1 of 1 people found the following review helpful
A sequel to Natural History May 2 2009
By Clifton - Published on
Format: Paperback
I'm about 90 pages into the book and haven't run into any of the problems mentioned in the other reviews. The book is interesting, gripping even, but not confusing. Nor do the motivations of any of the characters seem mysterious to me.

But it has become clear to me that this book is a sequel to Natural History (a detail oddly missing from the description). It's not a sequel in the sense of a direct continuation of the earlier plot, but it is concerned with the consequences of the actions of the characters of the earlier novel. So I am putting it aside until I have a chance to look at Robson's previous book.
Flawed yet enjoyable March 6 2015
By Judit Székács - Published on
This is a tough book to review. I've certainly enjoyed reading it (or rather listening to it), but at the same time it felt flawed in major ways. The characters are likeable, I've really liked Robson's humour, the world she built was interesting (although she didn't spend too much time explaining the different entities, apparently you'd have to read Natural History for that - but there was nothing particularly obscure), the plot held together well for the first half of the book - but then it started to fall apart. Robson brought in a second storyline to explain the protagonist's past, which was full of new characters whom she didn't really bother to introduce, or at least it seemed difficult to me to remember who was who. I also couldn't really understand the point of this whole storyline, it didn't really tie in with the events of the book's present in my opinion. The ending also seemed muddled to me.

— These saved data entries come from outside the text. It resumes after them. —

Issue #785, opened 2018-12-19
Make Polaris StrictMode compliant


jineshshah36:
# Issue summary

Currently, there are many components that are not StrictMode compliant within Polaris because they using the legacy context API or use deprecated lifecycle methods. Given that React 16.7 will support a concurrent mode which should hopefully improve application performance for most situations, it would be great if Polaris because StrictMode compliant so that we could use it in the future without issue.

## Expected behavior

Polaris should be StrictMode compliant

## Actual behavior

Polaris is not StrictMode compliant

## Steps to reproduce the problem

1. Wrap Polaris components with the <React.StrictMode></React.StrictMode> component
2. The console will begin spitting out errors.

## Reduced test case

N/A

## Specifications

N/A

mbaumbach:
Related issue: #457. Also, React 16.7 was just released and doesn't include concurrent mode (it's now in an unannounced future version), but agreed, it would be great to see Polaris compliant with `StrictMode`.

AndrewMusgrave:
Hi @jineshshah36 , as Ben mentioned we're currently in the process of removing deprecated lifecycle hooks as tracked in #519. We don't have an issue tracking the switch to the new context api, but we've already begun using the new context api in a few components and will be switching more in the future.

jineshshah36:
I'm getting a 500 error when I try to visit https://github.com/Shopify/polaris-react/issues/519, but that is good to hear

PR #803, opened 2018-12-21
[WIP] Refactor legacy frame context

danrosenthal:
Addresses #785.

### DIFF
--- a/src/components/Frame/components/Context/Context.tsx
+++ b/src/components/Frame/components/Context/Context.tsx
@@ -1,0 +1,19 @@
+import * as React from 'react';
+import {FrameContext} from '../../types';
+
+const defaultContext: FrameContext = {
+  frame: {
+    showToast: noop,
+    hideToast: noop,
+    setContextualSaveBar: noop,
+    removeContextualSaveBar: noop,
+    startLoading: noop,
+    stopLoading: noop,
+  },
+};
+
+function noop() {}
+
+const {Provider, Consumer} = React.createContext<FrameContext>(defaultContext);
+
+export {Provider, Consumer};
--- a/src/components/Loading/Loading.tsx
+++ b/src/components/Loading/Loading.tsx
@@ -1,21 +1,25 @@
 import * as React from 'react';
+import compose from '@shopify/react-compose';
 import {Loading as AppBridgeLoading} from '@shopify/app-bridge/actions';
-import {FrameContext, frameContextTypes} from '../Frame';
+import {FrameContext, Consumer} from '../Frame';
+import withContext from '../WithContext';
+import {WithContextTypes} from '../../types';
 import {withAppProvider, WithAppProviderProps} from '../AppProvider';
 
 export interface Props {}
-export type ComposedProps = Props & WithAppProviderProps;
+export type ComposedProps = Props &
+  WithAppProviderProps &
+  WithContextTypes<FrameContext>;
 
 export class Loading extends React.PureComponent<ComposedProps, never> {
-  static contextTypes = frameContextTypes;
-  context: FrameContext;
   private appBridgeLoading: AppBridgeLoading.Loading | undefined;
 
   componentDidMount() {
-    const {appBridge} = this.props.polaris;
+    const {polaris, context} = this.props;
+    const {appBridge} = polaris;
 
     if (appBridge == null) {
-      this.context.frame.startLoading();
+      context.frame.startLoading();
     } else {
       this.appBridgeLoading = AppBridgeLoading.create(appBridge);
       this.appBridgeLoading.dispatch(AppBridgeLoading.Action.START);
@@ -23,10 +27,11 @@ export class Loading extends React.PureComponent<ComposedProps, never> {
   }
 
   componentWillUnmount() {
-    const {appBridge} = this.props.polaris;
+    const {polaris, context} = this.props;
+    const {appBridge} = polaris;
 
     if (appBridge == null) {
-      this.context.frame.stopLoading();
+      context.frame.stopLoading();
     } else if (this.appBridgeLoading != null) {
       this.appBridgeLoading.dispatch(AppBridgeLoading.Action.STOP);
     }
@@ -37,4 +42,7 @@ export class Loading extends React.PureComponent<ComposedProps, never> {
   }
 }
 
-export default withAppProvider<Props>()(Loading);
+export default compose<Props>(
+  withContext<Props, WithAppProviderProps, FrameContext>(Consumer),
+  withAppProvider<Props>(),
+)(Loading);
--- a/src/components/Frame/Frame.tsx
+++ b/src/components/Frame/Frame.tsx
@@ -11,12 +11,8 @@ import Backdrop from '../Backdrop';
 import TrapFocus from '../TrapFocus';
 import {dataPolarisTopBar, layer, Duration} from '../shared';
 import {setRootProperty} from '../../utilities/setRootProperty';
-import {
-  ContextualSaveBarProps,
-  FrameContext,
-  frameContextTypes,
-  ToastProps,
-} from './types';
+import {ContextualSaveBarProps, FrameContext, ToastProps} from './types';
+import {Provider} from './components/Context';
 import {ToastManager, Loading, ContextualSaveBar} from './components';
 
 import * as styles from './Frame.scss';
@@ -54,8 +50,6 @@ const APP_FRAME_LOADING_BAR = 'AppFrameLoadingBar';
 export type CombinedProps = Props & WithAppProviderProps;
 
 export class Frame extends React.PureComponent<CombinedProps, State> {
-  static childContextTypes = frameContextTypes;
-
   state: State = {
     skipFocused: false,
     globalRibbonHeight: 0,
@@ -68,19 +62,6 @@ export class Frame extends React.PureComponent<CombinedProps, State> {
   private contextualSaveBar: ContextualSaveBarProps | null;
 
   private globalRibbonContainer: HTMLDivElement | null = null;
-
-  getChildContext(): FrameContext {
-    return {
-      frame: {
-        showToast: this.showToast,
-        hideToast: this.hideToast,
-        startLoading: this.startLoading,
-        stopLoading: this.stopLoading,
-        setContextualSaveBar: this.setContextualSaveBar,
-        removeContextualSaveBar: this.removeContextualSaveBar,
-      },
-    };
-  }
 
   componentDidMount() {
     this.handleResize();
@@ -240,28 +221,30 @@ export class Frame extends React.PureComponent<CombinedProps, State> {
       ) : null;
 
     return (
-      <div
-        className={frameClassName}
-        {...layer.props}
-        {...navigationAttributes}
-      >
-        {skipMarkup}
-        {topBarMarkup}
-        {contextualSaveBarMarkup}
-        {loadingMarkup}
-        {navigationOverlayMarkup}
-        {navigationMarkup}
-        <main
-          className={styles.Main}
-          id={APP_FRAME_MAIN}
-          data-has-global-ribbon={Boolean(globalRibbon)}
+      <Provider value={this.getContext}>
+        <div
+          className={frameClassName}
+          {...layer.props}
+          {...navigationAttributes}
         >
-          <div className={styles.Content}>{children}</div>
-        </main>
-        <ToastManager toastMessages={toastMessages} />
-        {globalRibbonMarkup}
-        <EventListener event="resize" handler={this.handleResize} />
-      </div>
+          {skipMarkup}
+          {topBarMarkup}
+          {contextualSaveBarMarkup}
+          {loadingMarkup}
+          {navigationOverlayMarkup}
+          {navigationMarkup}
+          <main
+            className={styles.Main}
+            id={APP_FRAME_MAIN}
+            data-has-global-ribbon={Boolean(globalRibbon)}
+          >
+            <div className={styles.Content}>{children}</div>
+          </main>
+          <ToastManager toastMessages={toastMessages} />
+          {globalRibbonMarkup}
+          <EventListener event="resize" handler={this.handleResize} />
+        </div>
+      </Provider>
     );
   }
 
@@ -389,6 +372,20 @@ export class Frame extends React.PureComponent<CombinedProps, State> {
     if (key === 'Escape') {
       this.handleNavigationDismiss();
     }
+  }
+
+  @autobind
+  get getContext(): FrameContext {
+    return {
+      frame: {
+        showToast: this.showToast,
+        hideToast: this.hideToast,
+        startLoading: this.startLoading,
+        stopLoading: this.stopLoading,
+        setContextualSaveBar: this.setContextualSaveBar,
+        removeContextualSaveBar: this.removeContextualSaveBar,
+      },
+    };
   }
 }
 
--- a/src/components/Frame/components/Context/index.ts
+++ b/src/components/Frame/components/Context/index.ts
@@ -1,0 +1,1 @@
+export {Provider, Consumer} from './Context';
--- a/src/components/Frame/components/index.ts
+++ b/src/components/Frame/components/index.ts
@@ -5,3 +5,4 @@ export {
 } from './ToastManager';
 export {default as Loading, Props as LoadingProps} from './Loading';
 export {default as ContextualSaveBar} from './ContextualSaveBar';
+export {Consumer} from './Context';
--- a/src/components/Frame/index.ts
+++ b/src/components/Frame/index.ts
@@ -2,13 +2,8 @@ import Frame from './Frame';
 
 export {Props} from './Frame';
 
-export {DEFAULT_TOAST_DURATION} from './components';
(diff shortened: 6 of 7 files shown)


src/components/ContextualSaveBar/ContextualSaveBar.tsx
```diff
@@ -1,32 +1,36 @@
...
-    this.context.frame.removeContextualSaveBar();
+    this.props.context.frame.removeContextualSaveBar();
   }
 
-  componentDidUpdate(oldProps: Props) {
-    if (contextualSaveBarHasChanged(this.props, oldProps)) {
-      this.context.frame.setContextualSaveBar(this.props);
+  componentDidUpdate(oldProps: ComposedProps) {
+    const {props} = this;
+    const {polaris, context, ...rest} = props;
```
danrosenthal: This bit feels wrong to me. I don't think I should need to pull `polaris` and `context` off `props` in order for this to work.

src/components/ContextualSaveBar/tests/ContextualSaveBar.test.tsx
```diff
@@ -12,58 +12,111 @@ describe('<ContextualSaveBar />', () => {
...
+    const mockFrameContext = {
+      frame: {
+        setContextualSaveBar: jest.fn(),
+        removeContextualSaveBar: jest.fn(),
+        showToast: noop,
+        hideToast: noop,
+        startLoading: noop,
+        stopLoading: noop,
+      },
+    };
```
danrosenthal: This should be moved into a function that generates a mock frame context and accepts spies for methods available there.

src/components/ContextualSaveBar/tests/ContextualSaveBar.test.tsx
```diff
@@ -12,58 +12,111 @@ describe('<ContextualSaveBar />', () => {
...
+
+    mountWithAppProvider(
+      <Provider value={mockFrameContext}>
+        <ContextualSaveBar {...props} />
```
danrosenthal: I currently get a TypeScript error on `ContextualSaveBar` saying:

```
Type '{ saveAction: { content: string; onAction: () => void; }; discardAction: { content: string; onAction: () => void; }; message: string; }' is missing the following properties from type 'Readonly<Props & WithAppProviderProps & WithContextTypes<FrameContext>>': polaris, context
```

The code still compiles properly, and tests pass, but this feels wrong to me, and maybe related to the issue in `ContextualSaveBar` where I have to pull `polaris`, and `context` off `this.props`.

src/components/ContextualSaveBar/tests/ContextualSaveBar.test.tsx
```diff
@@ -12,58 +12,111 @@ describe('<ContextualSaveBar />', () => {
...
+    const mockFrameContext = {
+      frame: {
+        setContextualSaveBar: jest.fn(),
+        removeContextualSaveBar: jest.fn(),
+        showToast: noop,
+        hideToast: noop,
+        startLoading: noop,
+        stopLoading: noop,
+      },
+    };
```
danrosenthal: Ditto here per making a function that mocks these.

src/components/ContextualSaveBar/tests/ContextualSaveBar.test.tsx
```diff
@@ -12,58 +12,111 @@ describe('<ContextualSaveBar />', () => {
...
+
+    const frame = mountWithAppProvider(
+      <Provider value={mockFrameContext}>
+        <ContextualSaveBar {...props} />
```
danrosenthal: Ditto here per the typing issue.

src/components/ContextualSaveBar/tests/ContextualSaveBar.test.tsx
```diff
@@ -12,58 +12,111 @@ describe('<ContextualSaveBar />', () => {
...
+    const mockFrameContext = {
+      frame: {
+        setContextualSaveBar: jest.fn(),
+        removeContextualSaveBar: jest.fn(),
+        showToast: noop,
+        hideToast: noop,
+        startLoading: noop,
+        stopLoading: noop,
+      },
+    };
```
danrosenthal: Need a function for mocking this.

src/components/ContextualSaveBar/tests/ContextualSaveBar.test.tsx
```diff
@@ -12,58 +12,111 @@ describe('<ContextualSaveBar />', () => {
...
+
+    const frame = mountWithAppProvider(
+      <Provider value={mockFrameContext}>
+        <ContextualSaveBar {...props} />
```
danrosenthal: Typing issue here too.

src/components/ContextualSaveBar/tests/ContextualSaveBar.test.tsx
```diff
@@ -12,58 +12,111 @@ describe('<ContextualSaveBar />', () => {
...
+    const mockFrameContext = {
+      frame: {
+        setContextualSaveBar: jest.fn(),
+        removeContextualSaveBar: jest.fn(),
+        showToast: noop,
+        hideToast: noop,
+        startLoading: noop,
+        stopLoading: noop,
+      },
+    };
```
danrosenthal: Ditto mocking function.

src/components/ContextualSaveBar/tests/ContextualSaveBar.test.tsx
```diff
@@ -12,58 +12,111 @@ describe('<ContextualSaveBar />', () => {
...
+
+    const frame = mountWithAppProvider(
+      <Provider value={mockFrameContext}>
+        <ContextualSaveBar {...props} />
```
danrosenthal: Ditto typing issue.

src/components/ContextualSaveBar/ContextualSaveBar.tsx
```diff
@@ -1,32 +1,36 @@
...
-class ContextualSaveBar extends React.PureComponent<Props, never> {
-  static contextTypes = frameContextTypes;
-  context: FrameContext;
-
+class ContextualSaveBar extends React.PureComponent<ComposedProps, never> {
   componentDidMount() {
-    this.context.frame.setContextualSaveBar(this.props);
+    const {props} = this;
+    const {polaris, context, ...rest} = props;
+    props.context.frame.setContextualSaveBar(rest);
```
danrosenthal: It feels a bit gross having all of this available on a `context` object inside of `props`. Do we think there might be a cleaner way to organize this?

https://github.com/Shopify/polaris-react/blob/master/src/types.ts#L243

dleroux: you wouldn't need the `props.` since you are pulling off the context.

dleroux:
I believe the `Toast` tests will need to be updated with the `Provider` just like you did for the `ContextualSavebar`.

src/components/ContextualSaveBar/tests/ContextualSaveBar.test.tsx
danrosenthal: Looks like this was a result of using the wrong version of typescript (`3.2.2`, instead of `3.1.6`).

src/components/ContextualSaveBar/ContextualSaveBar.tsx
dleroux: I think this is just the reality because `setContextualSaveBar` accepts `ContextualSaveBarProps` which never included `polaris`.

danrosenthal:
Looks like the typing issue was to do with using the wrong version of TS in VSCode. So that problem is resolved. @dleroux this is still a WIP, so I haven't updated the other tests yet. Those tests failing was expected.

src/components/ContextualSaveBar/ContextualSaveBar.tsx
danrosenthal: In this case I was more referring to the HOC that adds all of our context to a `context` object, as shown in the linked code in the original comment. Wondering if this is the best pattern going forward.

cc: @AndrewMusgrave

AndrewMusgrave:
> Looks like the typing issue was to do with using the wrong version of TS in VSCode. So that problem is resolved. @dleroux this is still a WIP, so I haven't updated the other tests yet. Those tests failing was expected.

Seems there is an issue with `compose` returns the type with context in TS v.3.2.2. 🔥 [C](https://github.com/Shopify/quilt/blob/c1540e4b18ef840b55fcf8a00aada110ae0a277c/packages/react-compose/src/index.ts#L26) should fix it.

> Also feeling a little weird about putting everything onto a context object in props. @AndrewMusgrave can you explain the thinking behind this a bit? Does this feel right to you to keep as a pattern?

I think this will be ok to keep as a pattern. Rather than directly using a render prop this'll allow us to keep our render logic cleaner and force similar implementations across context usage. If we decide to change something in the future we'll only have to change it in the HoC. And this'll allow us to use the same injector pattern we're familiar with (e.g. withAppProvider, withSticky). 

I decided to call the prop `context` to keep it consistent with old react context (`this.context`). Although this can definitely be changed.

It's a very common pattern to pass context down as props, it's just not normally called context. You'll see it in most major libraries, for example `redux`, `react-router`, `apollo`, etc.

src/components/ContextualSaveBar/ContextualSaveBar.tsx
AndrewMusgrave: The other option is it spread context onto the components props rather than placing context on props.

E.g.
```tsx
this.props.context.a
// or
this.props.a
```

However if we don't namespace the context we could encounter naming collisions.

src/components/ContextualSaveBar/ContextualSaveBar.tsx
AndrewMusgrave: Technically it'll work without deconstruction since we don't normally spread props. I'm surprised we didn't have a TS error before, since `polaris` always existed on props. I wonder if we'll still have one now? 

This is just a by product of the injector pattern. Since our smart components will always receive additional props through `HoC`s that won't be passed to the component upon usage.

danrosenthal:
That rationale makes sense to me @AndrewMusgrave. Would you see us moving `polaris` context under the `context` object once we refactor AppProvider to use the new context API?

src/components/ContextualSaveBar/ContextualSaveBar.tsx
danrosenthal: I think that keeping it namespaced to `context` makes sense here. I'm good with this as a pattern.

src/components/ContextualSaveBar/ContextualSaveBar.tsx
```diff
@@ -1,32 +1,36 @@
...
+  WithContextTypes<FrameContext>;
 
-class ContextualSaveBar extends React.PureComponent<Props, never> {
-  static contextTypes = frameContextTypes;
-  context: FrameContext;
-
+class ContextualSaveBar extends React.PureComponent<ComposedProps, never> {
   componentDidMount() {
-    this.context.frame.setContextualSaveBar(this.props);
+    const {props} = this;
```
AndrewMusgrave: Should we do the deconstruction on the same line?
```tsx
const {
  props: {
    polaris,
    context,
    ...rest,
  }
}
```

src/components/ContextualSaveBar/ContextualSaveBar.tsx
AndrewMusgrave:
```suggestion
    context.frame.setContextualSaveBar(rest);
```

src/components/ContextualSaveBar/ContextualSaveBar.tsx
```diff
@@ -1,32 +1,36 @@
...
   componentWillUnmount() {
-    this.context.frame.removeContextualSaveBar();
+    this.props.context.frame.removeContextualSaveBar();
   }
 
-  componentDidUpdate(oldProps: Props) {
-    if (contextualSaveBarHasChanged(this.props, oldProps)) {
-      this.context.frame.setContextualSaveBar(this.props);
+  componentDidUpdate(oldProps: ComposedProps) {
+    const {props} = this;
```
AndrewMusgrave: Same deconstruction comment as above

src/components/ContextualSaveBar/ContextualSaveBar.tsx
```diff
@@ -1,32 +1,36 @@
...
+    const {polaris, context, ...rest} = props;
+    if (contextualSaveBarHasChanged(rest, oldProps)) {
+      props.context.frame.setContextualSaveBar(rest);
```
AndrewMusgrave:
```suggestion
      context.frame.setContextualSaveBar(rest);
```

src/components/ContextualSaveBar/tests/ContextualSaveBar.test.tsx
```diff
@@ -12,58 +12,87 @@ describe('<ContextualSaveBar />', () => {
...
     );
-    expect(frame.setContextualSaveBar).toHaveBeenCalledTimes(1);
     const newProps = {
       saveAction: {content: 'Save', onAction: noop, loading: true},
       discardAction: {content: 'Discard', onAction: noop},
       message: 'Unsaved changes',
     };
-    contextualSaveBar.setProps({...newProps});
-    expect(frame.setContextualSaveBar).toHaveBeenCalledWith({
+    frame.setProps({
```
AndrewMusgrave: Just curious, why do we need to `setProps` on frame now?

src/components/Loading/Loading.tsx
```diff
@@ -1,32 +1,37 @@
...
+  WithContextTypes<FrameContext>;
 
 export class Loading extends React.PureComponent<ComposedProps, never> {
-  static contextTypes = frameContextTypes;
-  context: FrameContext;
   private appBridgeLoading: AppBridgeLoading.Loading | undefined;
 
   componentDidMount() {
-    const {appBridge} = this.props.polaris;
+    const {polaris, context} = this.props;
```
AndrewMusgrave: Maybe a single line deconstruction ?

```tsx
    const {polaris: {appBridge}, context} = this.props;
```

src/components/Loading/Loading.tsx
```diff
@@ -1,32 +1,37 @@
...
+      context.frame.startLoading();
     } else {
       this.appBridgeLoading = AppBridgeLoading.create(appBridge);
       this.appBridgeLoading.dispatch(AppBridgeLoading.Action.START);
     }
   }
 
   componentWillUnmount() {
-    const {appBridge} = this.props.polaris;
+    const {polaris, context} = this.props;
```
AndrewMusgrave: ^

src/components/Frame/components/Context/Context.tsx
```diff
@@ -0,0 +1,19 @@
...
+    showToast: noop,
+    hideToast: noop,
+    setContextualSaveBar: noop,
+    removeContextualSaveBar: noop,
+    startLoading: noop,
+    stopLoading: noop,
+  },
+};
+
+function noop() {}
```
AndrewMusgrave: How come we're using a custom `noop`?

src/components/Frame/utilities/createFrameContext/createFrameContext.ts
```diff
@@ -0,0 +1,31 @@
+import {noop} from '@shopify/javascript-utilities/other';
+import {FrameContext, ToastProps, ContextualSaveBarProps} from '../../types';
+
+export interface CreateFrameContext {
+  showToast?(toast: {id: string} & ToastProps): void;
```
AndrewMusgrave: Since we reuse `{id: string}` should we create a new type for it?

```ts
interface A {id: string;}
type B = A & ToastProps;
```

src/components/ContextualSaveBar/tests/ContextualSaveBar.test.tsx
danrosenthal: This is an alternative to mounting and unmounting the child component, since we no longer have direct access to the child component. Calling `setProps` on Frame with children that have new props triggers the `componentDidUpdate` lifecycle method for those children.

lemonmade:
I took a little stab at improving the typing of decorators, I think having the following types should allow you to grab just the static types on the decorated component:

```ts
type StaticFields<Object> = {
  [Key in keyof Object]: Key extends 'prototype' ? never : Key
}[keyof Object];
type Statics<Object> = Pick<Object, StaticFields<Object>>;

// Example
class MyComponent extends React.Component {
  static foo = 'bar';
  static Baz(qux: string) {
    return <div>{qux}</div>;
  }

  render() {
    return null;
  }
}

type StaticMembers = Statics<typeof MyComponent>; // {foo: string; Baz: () => JSX.Element}
```

danrosenthal:
@dleroux, @AndrewMusgrave, @tmlayton this is ready for another look

danrosenthal:
@lemonmade is the Apollo issue preventing `Provider`/`Consumer` components at the Frame level no longer blocking this PR merging?

lemonmade:
Yes, we've shipped and reverted the Apollo upgrade several times so we are getting close, but it is currently blocking.

tmlayton:
Want to create a 4.0 branch and target it with this PR?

The audiobook is 16 hours long, and it took me a few weeks to finish (I don't have the time to listen very often), so that might also explain why I've had difficulties piecing it all together. In any case, I don't think it's the right medium for this book, I'm sure it helps if you can reread bits that seemed a bit hazy. Simon Brooks' performance is mostly enjoyable, although there were some words he pronounced funnily - I'm not a native speaker but even I know that 'meme' is not pronounced 'meemee'. There was a character named Valkyrie whose name I understood as 'Velcri' throughout the book, strictly two syllables, stress on the first - is that really how this word is pronounced?
In any case, I wouldn't talk anyone out of reading this novel. It's not perfect, but it has a lot to speak for it. However, I think it's a good idea to read a paper copy or an e-book instead of the audiobook.